Bonfire started deploying the second fund in January, already backing Optimize Health, SKAEL, Cube Software, and four other startups it has not yet disclosed. LPs include Daher Capital, Foundry Group, Mercer Advisors, Atento Capital, Aspen Grove Capital and Shea Ventures as well as over 30 founders and executives.
"We raised it pretty quickly," Mullen said of raising the fund, which took a brief pause when the pandemic struck in March. "But I don't want to say it was easy. I want to say it took nine years to raise that fund since my first fund was in 2012." (In something that is fairly unique for a VC, Mullen also invests some of his personal fortune as an LP in other funds that cover other sectors, including MaC VC and BAM Ventures.)
Mullen says valuations for B2B companies dipped for "30 days" starting in March but quickly rebounded. "We have not seen a price deflation in early stage software due to COVID, unfortunately," he said.
Bonfire looks for startups that can form moats around their business to fend off competitors and founders who can quickly get from around $5 million in recurring revenue to closer to $100 million. "We have to have confidence that this team is nailing it," Andelman said.
"It has never been easier to launch a software business," he continued. "That's great for entrepreneurship. You can be more capital efficient.
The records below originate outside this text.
PR #11159, opened 2019-03-14
Added the missing annotations to a routing example

javiereguiluz:


routing/service_container_parameters.rst
```diff
@@ -16,6 +16,27 @@ inside your routing configuration:
...
 
+    .. code-block:: php-annotations
+
+        // src/AppBundle/Controller/MainController.php
+        namespace AppBundle\Controller;
+
+        use Symfony\Bundle\FrameworkBundle\Controller\Controller;
+        use Symfony\Component\Routing\Annotation\Route;
+
+        class MainController extends Controller
```
OskarStark: Why not extending AbstractController here which was introduced in 3.3?

javiereguiluz: You are right ... but in 3.4 we keep extending from `Controller`. In 4.2 and master we extend from `AbstractController`.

But the flip side is any market worth pursuing gets crowded fast."
Los Angeles is mostly known for its flashier consumer tech startups like Snap and Tinder, though the region has plenty of B2B success stories, the latest of which is Culver City-based Signal Sciences, which last month was acquired by Fastly for $775 in cash and stock.
"Having been in the Bay Area, there's less of an echo chamber down here in SaaS," said Queener. "We have founders that are easier to work with. They're authentic and going after the opportunity."
Queener says he often works with founders who have "some semblance of a product market fit but it's not nailed" to focus on what exactly they are bringing to market. "A mistake that a lot of firms make is to try to serve too many masters, but you don't have resources and capital to succeed in too many markets," he explained.
Queener points to Branch, a startup Bonfire backed in 2017 that was initially focused on selling software that made it easier for shift workers to trade hours. At first, the company was trying to sell its product to retailers like Target. "That was tough sledding because you were competing in a space with Kronos and other workforce management software," Queener said. "They were doing fine but it was the normal slog."
Queener and others at the firm encouraged the company to try a different approach: Give away its software for free and earn revenue by providing a wallet for shift workers who lived paycheck to paycheck.
"That was an interesting pivot that worked well," Queener said. "Their growth is off the chart now."